PR #519, opened 2022-11-02
Create Lib Transaction (single header)

leoparente:


src/handlers/dns/v2/DnsStreamHandler.h
```diff
@@ -4,14 +4,14 @@
 
 #pragma once
 
+#include "../../../../libs/visor_transaction/TransactionManager.h"
```
weyrick: we shouldn't need relative directories if the CMake is setup right, correct?

weyrick (approved):

src/handlers/dns/v2/DnsStreamHandler.h
leoparente: oh this was done automatically, I will fix that

PR #535, opened 2022-11-15
Add proper direction of DNSTAP packets

### LINKED ISSUE #524: Track direction with dnstap
Add hostspec direction to dnstap packets

leoparente:


leoparente:
@weyrick  Question: Should I do that direction track at Handler level or should be on DnstapInput and add direction parameter on `dnstap_signal`?

leoparente:
Just looking at code... it is better to perform at Input level like pcap does

weyrick (approved):

PR #536, opened 2022-11-16
Fail to start handler if it has a not supported/invalid configuration

### LINKED ISSUE #521: Insert warnings when some configuration or filter does not exist in pktvisor
I'm opening this card more as a suggestion than a request.

I think it would be very helpful for the user if pktvisor had some form of warning when a non-existent filter or configs is entered.

I understand that it is not appropriate to constrain and fail when something incorrect/non-existent is defined. But it's very anoying that this isn't even notified. I myself have spent a lot of time investigating the problem and the problem was that I had a typo when typing the filter name.

I think we could have some log of "this configuration/filter is not available and therefore will be disregarded"

leoparente:


src/StreamHandler.h
```diff
@@ -111,6 +119,23 @@ class StreamMetricsHandler : public StreamHandler
...
+            if (std::any_of(_window_config_defs.begin(), _window_config_defs.end(), [config](const auto &def) { return config == def; })) {
+                continue;
+            } else if (std::any_of(config_defs.begin(), config_defs.end(), [config](const auto &def) { return config == def; })) {
+                continue;
+            } else if (config == "enable") {
+                continue;
+            } else if (config == "disable") {
+                continue;
+            }
+            throw StreamHandlerException(fmt::format("{} is an invalid/unsupported config or filter. The valid configs/filters are: {}", config, fmt::join(config_defs, ", ")));
```
leoparente: @weyrick Should I return the window configs like `deep_sample_rate` here as well?

weyrick: hm, i guess so

weyrick (approved):

src/StreamHandler.h
leoparente: Ok, I will do that

PR #540, opened 2022-11-17
Add query and response filters and fix rcode filter on DnsHandler V1

leoparente:


src/handlers/dns/v1/tests/test_dns_layer.cpp
```diff
@@ -503,7 +503,7 @@ TEST_CASE("DNS Filters: answer_count", "[pcap][dns]")
 
     auto counters = dns_handler.metrics()->bucket(0)->counters();
 
-    CHECK(counters.UDP.value() == 16);
+    CHECK(counters.UDP.value() == 4);
```
leoparente, line 506: This shows that the queries where not being filtered out for rcode filter

rboucher-me (approved):
Looks good.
_____
*PROBLEM DETAILS*:
Where a line above includes "ISSUE", copy that line.

*RESULT*:
### LINKED ISSUE #524: Track direction with dnstap
### LINKED ISSUE #521: Insert warnings when some configuration or filter does not exist in pktvisor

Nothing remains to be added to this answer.